Now she wore black Meridian armor with CENTCOM rank tabs still stitched at the collar.
“Rules update,” Santos muttered. “I hate everyone in every uniform.”
Yuki pulled the team back from the grate and into the irrigation tunnel bend.
“New objective,” she said. “We don’t hit the camp yet. We steal their network, map their pattern, find their key, then hit once.”
Chen wiped blood from his ear and set his analyzer on a pipe bracket. “I can tap their traffic if I get line-of-sight on a relay mast for thirty seconds.”
“There’s one on the ridge,” Ghost said. “Exposed. Covered by a pair.”
“I can distract the pair,” Santos offered.

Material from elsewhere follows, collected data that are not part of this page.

PR #569, opened 2026-07-06
feat(AsmPrinter): allow targets to defer handler initialization

johnwbyrd:
## Summary

Add `shouldCallBeginModule()` virtual and `callBeginModule()` method to
`AsmPrinter`, letting targets defer debug/EH handler initialization until
after late passes that mutate the global list.

## Background

`DwarfDebug::beginModule` iterates `Module::globals()` and materializes
DIE entries with relocations. If a target subsequently runs a pass that
deletes globals — MOS runs `MOSInternalize` which drops unreferenced
globals — the relocations in `.debug_addr` become dangling and the linker
emits errors against removed symbols.

## Changes

- **`AsmPrinter::shouldCallBeginModule()`** — new virtual, default `true` preserves current behavior
- **`AsmPrinter::callBeginModule()`** — public entry point targets can call after their late passes
- `AsmPrinter::doInitialization` skips the eager call when `shouldCallBeginModule()` returns `false`

## Test plan

- [ ] All existing AsmPrinter tests pass unchanged (default path)
- [ ] MOS target uses this to gate `beginModule` until after `MOSInternalize`

## Motivation

Prerequisite for reliable `-g` builds on MOS, where `MOSInternalize` removes
globals after `beginModule` would otherwise have committed relocations
against them. The hook is target-generic — the default
(`shouldCallBeginModule() = true`) leaves every existing target unchanged.

### DIFF
--- a/llvm/include/llvm/CodeGen/AsmPrinter.h
+++ b/llvm/include/llvm/CodeGen/AsmPrinter.h
@@ -318,6 +318,29 @@ public:
     return nullptr;
   }
 
+  /// Returns true if beginModule should be called during doInitialization.
+  ///
+  /// DwarfDebug::beginModule iterates over all GlobalVariables in the
+  /// module and creates debug info entries (DIEs) for them. Some
+  /// targets (like MOS) run GlobalDCE after AsmPrinter::doInitialization,
+  /// which can delete GlobalVariables that debug info already references.
+  /// This causes "undefined temporary symbol" linker errors because the
+  /// .debug_addr section contains relocations to symbols that no longer exist.
+  ///
+  /// Targets that run GlobalDCE after codegen starts can override this to
+  /// return false and call beginModule later via callBeginModule(), after
+  /// GlobalDCE has finished. This ensures debug info only references globals
+  /// that survive dead code elimination.
+  virtual bool shouldCallBeginModule() const { return true; }
+
+  /// Manually trigger beginModule for all debug/EH handlers.
+  ///
+  /// This is called automatically during doInitialization if
+  /// shouldCallBeginModule() returns true. Targets that override
+  /// shouldCallBeginModule() to return false, must call this manually
+  /// after any passes that may delete GlobalVariables have completed.
+  void callBeginModule(Module *M);
+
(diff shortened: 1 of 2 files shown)


mysterymath:
*Sigh*, I was afraid of something like this happening. I've received warnings from upstream folks that it's *not* generally safe to modify the IR late in codegen like we do in `MOSInternalize`; this might be an instance of this. I'll want to take a detailed look at this; the right solution might be to move or modify `MOSInternalize` to be safer.

johnwbyrd:
That's fine -- just be aware that I consider this to be likely that this is gating source-level debugging.

mysterymath:
Ah, after I did a deep dive into the issue and prepared an alternative fix, the candidate fix actually... wasn't needed to make the test pass. It looks like this behavior was moved from `beginModule()` to `endModule()` in https://github.com/llvm/llvm-project/commit/63074da25d16376d4a5b27661d891623bf797fd3, back in May, so it should all happen after the final IR is available now. Are you sure this is still an issue?

johnwbyrd:
You're right — I walked through the current `DwarfDebug.cpp` and 63074da25d16 does move the `M->globals()` iteration out of `beginModule()` into `endModule()`. Since `endModule()` runs from `AsmPrinter::doFinalization()` (well after `MOSInternalize` has finished its `GlobalDCE`), the dangling `.debug_addr` relocations can't happen anymore. The `shouldCallBeginModule()` hook is solving a problem that no longer exists.

I verified this empirically on a fresh branch (`feature/debug/v38`) with both the AsmPrinter hook and the MOSAsmPrinter override removed. Full LLVM+clang+lld+lldb build is clean. Repro case (a static function whose only reference to a private const is `__func__`, guaranteed to be DCE'd because `main` doesn't call it, compiled `--target=mos -g -O2`):

- `llvm-dwarfdump --verify` — "No errors."
- `dead_helper` and `__func__` both gone from the symbol table (GlobalDCE did its job)
- `.debug_info` contains only `main`'s DIE — no stale entry for the DCE'd function
- `.rela.debug_addr` has a single entry pointing at `.text.main + 0` — nothing dangling

Closing this PR and dropping the corresponding override from `MOSAsmPrinter`. Thanks for the deep dive.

Doc gave her a look. “Your idea of distraction usually involves explosions.”
“Exactly.”
Yuki cut in. “No noise. No fireworks. Ghost and I clear the mast quietly. Chen taps. Doc and Okoro hold this choke and keep our retreat open.”
Okoro shook her head. “I should be with Chen. If they cycle frequencies, he won’t keep up one-handed.”
“You can move?” Doc asked.
Okoro flexed her bandaged thigh. Pain showed but didn’t own her. “I can move.”
Yuki nodded. “Fine. Okoro with Chen. Doc holds rear.”
They moved out through a slit in the root wall and climbed the wet slope in a staggered line.
Node Heart’s pulse rolled through the ground every four seconds, a soft thump in Yuki’s teeth. The basin looked like a military camp dropped on top of a church altar. Meridian had ringed the crystalline trunks with carbon stakes, cables, and portable suppressors that pushed white noise into the air.
The white noise irritated Yuki’s prosthetic. Servo latency jumped by a fraction with each pulse.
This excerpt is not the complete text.